• _Work item_
How many lines in the records below contain the word "levels"? Reply with the number alone.

(Saved entries)
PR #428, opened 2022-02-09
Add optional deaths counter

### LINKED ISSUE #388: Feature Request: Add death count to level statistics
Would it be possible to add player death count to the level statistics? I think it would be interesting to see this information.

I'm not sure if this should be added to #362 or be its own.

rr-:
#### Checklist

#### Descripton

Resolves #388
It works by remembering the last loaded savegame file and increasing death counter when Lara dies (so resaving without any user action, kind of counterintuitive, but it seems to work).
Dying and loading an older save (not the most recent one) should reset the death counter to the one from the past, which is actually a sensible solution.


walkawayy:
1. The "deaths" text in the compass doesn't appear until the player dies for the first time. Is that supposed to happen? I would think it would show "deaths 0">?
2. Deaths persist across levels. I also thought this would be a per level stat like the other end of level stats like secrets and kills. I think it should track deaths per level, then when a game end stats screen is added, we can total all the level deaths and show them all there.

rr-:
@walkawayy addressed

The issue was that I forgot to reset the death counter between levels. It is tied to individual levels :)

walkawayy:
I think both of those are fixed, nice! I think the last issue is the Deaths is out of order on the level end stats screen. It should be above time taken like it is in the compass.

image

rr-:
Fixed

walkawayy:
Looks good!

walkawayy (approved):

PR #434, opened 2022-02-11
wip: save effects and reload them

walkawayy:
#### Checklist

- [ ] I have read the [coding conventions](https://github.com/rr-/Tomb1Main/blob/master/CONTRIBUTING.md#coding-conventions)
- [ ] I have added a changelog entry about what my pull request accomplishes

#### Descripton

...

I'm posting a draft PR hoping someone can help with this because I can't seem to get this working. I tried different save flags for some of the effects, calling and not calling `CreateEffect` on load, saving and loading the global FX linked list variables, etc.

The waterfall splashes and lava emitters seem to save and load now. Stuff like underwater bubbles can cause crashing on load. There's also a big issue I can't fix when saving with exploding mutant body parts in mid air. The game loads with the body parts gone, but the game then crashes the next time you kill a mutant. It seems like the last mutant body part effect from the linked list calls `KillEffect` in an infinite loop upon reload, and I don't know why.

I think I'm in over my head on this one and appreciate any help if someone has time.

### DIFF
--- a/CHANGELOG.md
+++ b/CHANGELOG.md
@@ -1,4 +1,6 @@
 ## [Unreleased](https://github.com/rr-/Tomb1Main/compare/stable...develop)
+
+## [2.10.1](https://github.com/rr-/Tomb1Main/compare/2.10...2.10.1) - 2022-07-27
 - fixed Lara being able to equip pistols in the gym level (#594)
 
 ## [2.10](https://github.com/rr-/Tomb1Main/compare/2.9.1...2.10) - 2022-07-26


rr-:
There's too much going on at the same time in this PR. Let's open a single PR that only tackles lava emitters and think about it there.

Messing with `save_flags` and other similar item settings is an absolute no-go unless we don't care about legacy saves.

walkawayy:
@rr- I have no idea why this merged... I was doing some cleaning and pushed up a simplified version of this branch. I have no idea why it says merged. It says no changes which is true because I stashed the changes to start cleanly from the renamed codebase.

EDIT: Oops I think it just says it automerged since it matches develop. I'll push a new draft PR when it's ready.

• _Result of this task_
2